- _YOUR ASSIGNMENT_: Pick out each line of the records that includes the string "removed", and copy it.

(Stored data entries)
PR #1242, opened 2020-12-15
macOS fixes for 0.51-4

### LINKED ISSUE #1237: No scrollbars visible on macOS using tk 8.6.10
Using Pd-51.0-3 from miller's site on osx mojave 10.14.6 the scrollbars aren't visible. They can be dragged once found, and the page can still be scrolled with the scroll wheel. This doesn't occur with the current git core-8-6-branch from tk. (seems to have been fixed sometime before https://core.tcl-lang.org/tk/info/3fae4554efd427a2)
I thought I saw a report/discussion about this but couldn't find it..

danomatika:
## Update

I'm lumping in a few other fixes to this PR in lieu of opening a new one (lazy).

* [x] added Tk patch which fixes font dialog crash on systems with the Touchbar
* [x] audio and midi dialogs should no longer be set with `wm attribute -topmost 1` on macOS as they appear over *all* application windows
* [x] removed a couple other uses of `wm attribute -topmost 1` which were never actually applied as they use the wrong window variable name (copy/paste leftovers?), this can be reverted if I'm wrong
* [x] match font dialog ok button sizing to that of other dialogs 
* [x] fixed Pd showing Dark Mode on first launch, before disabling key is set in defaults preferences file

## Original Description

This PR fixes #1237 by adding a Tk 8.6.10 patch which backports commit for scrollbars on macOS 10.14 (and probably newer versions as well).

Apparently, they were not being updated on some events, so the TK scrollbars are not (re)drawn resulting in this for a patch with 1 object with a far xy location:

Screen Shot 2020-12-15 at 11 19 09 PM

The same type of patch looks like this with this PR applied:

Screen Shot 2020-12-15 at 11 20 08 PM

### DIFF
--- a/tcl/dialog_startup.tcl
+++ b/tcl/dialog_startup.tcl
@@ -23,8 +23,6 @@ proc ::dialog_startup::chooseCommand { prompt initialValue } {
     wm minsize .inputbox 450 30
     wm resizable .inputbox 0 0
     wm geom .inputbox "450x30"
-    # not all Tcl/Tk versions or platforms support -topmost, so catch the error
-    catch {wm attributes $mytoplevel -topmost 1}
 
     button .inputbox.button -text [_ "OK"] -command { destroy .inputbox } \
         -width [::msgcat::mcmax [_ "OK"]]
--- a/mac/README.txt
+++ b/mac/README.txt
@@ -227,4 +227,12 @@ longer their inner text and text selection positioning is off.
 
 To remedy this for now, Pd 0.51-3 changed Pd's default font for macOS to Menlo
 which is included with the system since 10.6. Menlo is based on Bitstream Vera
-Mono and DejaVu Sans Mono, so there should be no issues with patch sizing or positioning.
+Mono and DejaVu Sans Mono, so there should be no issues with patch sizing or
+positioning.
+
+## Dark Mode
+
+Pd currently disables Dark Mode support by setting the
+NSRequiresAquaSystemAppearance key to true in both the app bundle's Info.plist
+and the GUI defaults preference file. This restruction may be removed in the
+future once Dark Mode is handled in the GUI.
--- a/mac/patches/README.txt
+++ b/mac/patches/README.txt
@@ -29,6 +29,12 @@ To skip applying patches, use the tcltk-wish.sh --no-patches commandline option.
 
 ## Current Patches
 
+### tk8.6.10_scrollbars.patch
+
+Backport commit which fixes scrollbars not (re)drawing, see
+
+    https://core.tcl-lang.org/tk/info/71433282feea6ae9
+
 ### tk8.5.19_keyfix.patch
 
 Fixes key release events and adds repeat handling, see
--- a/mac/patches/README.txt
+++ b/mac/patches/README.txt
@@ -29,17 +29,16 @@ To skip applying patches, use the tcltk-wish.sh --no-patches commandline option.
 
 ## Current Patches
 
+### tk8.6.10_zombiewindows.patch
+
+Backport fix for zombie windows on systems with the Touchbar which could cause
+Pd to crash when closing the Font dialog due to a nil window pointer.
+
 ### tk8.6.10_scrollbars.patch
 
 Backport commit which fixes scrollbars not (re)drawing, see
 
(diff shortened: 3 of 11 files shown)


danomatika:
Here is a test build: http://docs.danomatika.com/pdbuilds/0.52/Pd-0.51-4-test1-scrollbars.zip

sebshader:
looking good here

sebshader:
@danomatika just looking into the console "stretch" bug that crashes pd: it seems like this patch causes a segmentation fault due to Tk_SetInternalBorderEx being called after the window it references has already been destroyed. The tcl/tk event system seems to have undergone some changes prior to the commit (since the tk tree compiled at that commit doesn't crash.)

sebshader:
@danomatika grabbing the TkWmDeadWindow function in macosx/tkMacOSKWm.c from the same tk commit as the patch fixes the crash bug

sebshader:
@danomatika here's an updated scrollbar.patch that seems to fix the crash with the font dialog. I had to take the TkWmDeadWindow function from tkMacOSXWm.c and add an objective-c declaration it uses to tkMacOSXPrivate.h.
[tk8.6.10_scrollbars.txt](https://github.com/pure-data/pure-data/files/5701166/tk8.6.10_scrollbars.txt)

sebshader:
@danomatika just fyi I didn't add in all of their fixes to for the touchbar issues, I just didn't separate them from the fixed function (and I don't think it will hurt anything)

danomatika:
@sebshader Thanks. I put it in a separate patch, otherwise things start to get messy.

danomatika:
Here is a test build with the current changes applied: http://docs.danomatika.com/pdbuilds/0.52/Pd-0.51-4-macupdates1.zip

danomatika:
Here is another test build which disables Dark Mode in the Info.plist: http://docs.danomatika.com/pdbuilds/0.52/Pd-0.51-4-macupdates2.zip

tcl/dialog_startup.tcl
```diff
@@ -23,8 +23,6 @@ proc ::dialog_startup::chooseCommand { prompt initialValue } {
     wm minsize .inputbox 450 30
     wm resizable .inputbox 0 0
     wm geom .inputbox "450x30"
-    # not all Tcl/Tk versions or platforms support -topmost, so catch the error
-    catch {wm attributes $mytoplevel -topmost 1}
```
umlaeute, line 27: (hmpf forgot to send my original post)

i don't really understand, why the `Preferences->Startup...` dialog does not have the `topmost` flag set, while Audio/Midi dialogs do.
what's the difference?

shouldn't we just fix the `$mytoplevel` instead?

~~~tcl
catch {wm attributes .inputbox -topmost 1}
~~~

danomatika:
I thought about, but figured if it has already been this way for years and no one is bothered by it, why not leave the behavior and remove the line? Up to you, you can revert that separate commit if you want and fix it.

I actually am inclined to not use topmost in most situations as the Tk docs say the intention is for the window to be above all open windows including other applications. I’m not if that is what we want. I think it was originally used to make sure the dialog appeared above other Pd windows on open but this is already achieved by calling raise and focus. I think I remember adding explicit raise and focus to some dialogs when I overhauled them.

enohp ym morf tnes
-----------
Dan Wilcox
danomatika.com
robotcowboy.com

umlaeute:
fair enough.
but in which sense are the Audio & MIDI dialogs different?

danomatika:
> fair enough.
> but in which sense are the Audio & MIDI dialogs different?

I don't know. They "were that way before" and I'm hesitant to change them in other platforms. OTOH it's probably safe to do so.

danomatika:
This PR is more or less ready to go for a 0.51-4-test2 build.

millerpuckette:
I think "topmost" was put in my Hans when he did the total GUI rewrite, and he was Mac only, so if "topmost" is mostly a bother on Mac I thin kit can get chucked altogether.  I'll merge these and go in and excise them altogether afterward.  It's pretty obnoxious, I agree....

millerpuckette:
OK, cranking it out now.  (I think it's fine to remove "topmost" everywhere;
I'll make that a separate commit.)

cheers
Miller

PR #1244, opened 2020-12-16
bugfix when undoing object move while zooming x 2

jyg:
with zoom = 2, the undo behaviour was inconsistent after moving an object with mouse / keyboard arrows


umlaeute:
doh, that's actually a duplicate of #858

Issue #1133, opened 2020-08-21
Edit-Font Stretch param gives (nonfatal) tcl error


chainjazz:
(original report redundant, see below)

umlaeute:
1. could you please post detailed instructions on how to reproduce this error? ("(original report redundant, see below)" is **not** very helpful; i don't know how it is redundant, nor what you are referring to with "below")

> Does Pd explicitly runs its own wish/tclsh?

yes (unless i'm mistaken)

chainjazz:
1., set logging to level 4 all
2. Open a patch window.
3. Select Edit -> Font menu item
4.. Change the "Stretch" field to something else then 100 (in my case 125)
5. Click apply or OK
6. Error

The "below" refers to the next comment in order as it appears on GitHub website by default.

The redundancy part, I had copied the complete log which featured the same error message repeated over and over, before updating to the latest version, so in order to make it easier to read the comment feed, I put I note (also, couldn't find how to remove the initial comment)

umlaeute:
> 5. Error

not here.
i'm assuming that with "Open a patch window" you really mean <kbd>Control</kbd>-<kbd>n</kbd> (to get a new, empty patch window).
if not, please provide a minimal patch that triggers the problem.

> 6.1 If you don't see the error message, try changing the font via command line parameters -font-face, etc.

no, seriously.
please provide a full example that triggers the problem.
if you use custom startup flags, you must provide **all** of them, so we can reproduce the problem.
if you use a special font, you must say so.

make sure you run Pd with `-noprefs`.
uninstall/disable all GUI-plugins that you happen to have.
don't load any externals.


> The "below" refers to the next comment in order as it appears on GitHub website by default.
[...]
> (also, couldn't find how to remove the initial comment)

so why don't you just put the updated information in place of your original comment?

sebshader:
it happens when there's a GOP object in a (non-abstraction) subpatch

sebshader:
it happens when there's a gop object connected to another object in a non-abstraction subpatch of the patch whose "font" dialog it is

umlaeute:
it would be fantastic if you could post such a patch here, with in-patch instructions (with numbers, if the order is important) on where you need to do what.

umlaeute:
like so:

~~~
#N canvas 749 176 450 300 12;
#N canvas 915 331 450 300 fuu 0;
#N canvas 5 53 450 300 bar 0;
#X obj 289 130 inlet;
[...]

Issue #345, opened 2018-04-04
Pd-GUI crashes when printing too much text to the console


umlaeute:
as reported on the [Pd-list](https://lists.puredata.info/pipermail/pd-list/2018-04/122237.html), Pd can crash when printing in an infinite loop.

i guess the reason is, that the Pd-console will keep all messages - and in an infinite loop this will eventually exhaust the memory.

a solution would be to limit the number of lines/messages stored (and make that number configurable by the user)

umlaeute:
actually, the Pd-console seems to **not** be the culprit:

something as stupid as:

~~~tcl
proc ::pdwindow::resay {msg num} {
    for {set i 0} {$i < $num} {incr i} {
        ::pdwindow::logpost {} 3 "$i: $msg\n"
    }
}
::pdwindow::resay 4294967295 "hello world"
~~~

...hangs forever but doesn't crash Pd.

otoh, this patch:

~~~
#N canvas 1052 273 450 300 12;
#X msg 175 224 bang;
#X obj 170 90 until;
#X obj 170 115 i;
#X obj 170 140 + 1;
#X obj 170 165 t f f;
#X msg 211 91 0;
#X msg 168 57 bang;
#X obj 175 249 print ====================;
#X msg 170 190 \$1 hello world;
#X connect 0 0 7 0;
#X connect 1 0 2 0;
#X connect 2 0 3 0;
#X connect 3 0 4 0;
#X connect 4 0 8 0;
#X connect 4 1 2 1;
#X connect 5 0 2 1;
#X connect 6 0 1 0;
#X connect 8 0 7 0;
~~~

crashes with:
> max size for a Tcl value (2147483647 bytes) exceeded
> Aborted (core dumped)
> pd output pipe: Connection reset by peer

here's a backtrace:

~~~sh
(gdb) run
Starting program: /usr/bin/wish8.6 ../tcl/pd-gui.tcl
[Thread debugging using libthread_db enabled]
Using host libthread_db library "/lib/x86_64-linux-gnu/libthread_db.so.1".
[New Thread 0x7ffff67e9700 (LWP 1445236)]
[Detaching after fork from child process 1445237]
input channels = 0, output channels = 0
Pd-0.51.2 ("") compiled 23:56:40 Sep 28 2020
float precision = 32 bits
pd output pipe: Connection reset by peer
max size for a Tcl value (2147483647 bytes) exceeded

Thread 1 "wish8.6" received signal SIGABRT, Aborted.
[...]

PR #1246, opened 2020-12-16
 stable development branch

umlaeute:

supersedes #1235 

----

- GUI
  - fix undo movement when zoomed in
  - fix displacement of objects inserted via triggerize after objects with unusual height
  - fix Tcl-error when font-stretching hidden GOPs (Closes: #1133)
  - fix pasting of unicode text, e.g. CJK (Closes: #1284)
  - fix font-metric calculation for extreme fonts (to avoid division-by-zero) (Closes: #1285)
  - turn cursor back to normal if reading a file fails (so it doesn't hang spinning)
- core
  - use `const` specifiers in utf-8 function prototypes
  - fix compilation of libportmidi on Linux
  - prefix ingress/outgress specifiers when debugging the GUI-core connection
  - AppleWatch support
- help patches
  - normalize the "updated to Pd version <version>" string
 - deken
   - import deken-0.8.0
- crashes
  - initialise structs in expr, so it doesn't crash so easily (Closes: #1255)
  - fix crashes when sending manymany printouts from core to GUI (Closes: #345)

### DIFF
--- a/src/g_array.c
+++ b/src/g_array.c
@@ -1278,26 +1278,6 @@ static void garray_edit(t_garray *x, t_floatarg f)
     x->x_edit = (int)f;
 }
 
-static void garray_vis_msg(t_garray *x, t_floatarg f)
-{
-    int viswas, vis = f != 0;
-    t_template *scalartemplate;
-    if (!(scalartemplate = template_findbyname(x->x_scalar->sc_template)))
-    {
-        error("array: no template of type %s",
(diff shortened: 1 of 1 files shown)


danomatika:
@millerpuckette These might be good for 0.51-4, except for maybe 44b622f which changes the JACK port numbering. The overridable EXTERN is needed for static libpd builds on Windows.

- _FINISHED EXERCISE_:
* [x] removed a couple other uses of `wm attribute -topmost 1` which were never actually applied as they use the wrong window variable name (copy/paste leftovers?), this can be reverted if I'm wrong
+and the GUI defaults preference file. This restruction may be removed in the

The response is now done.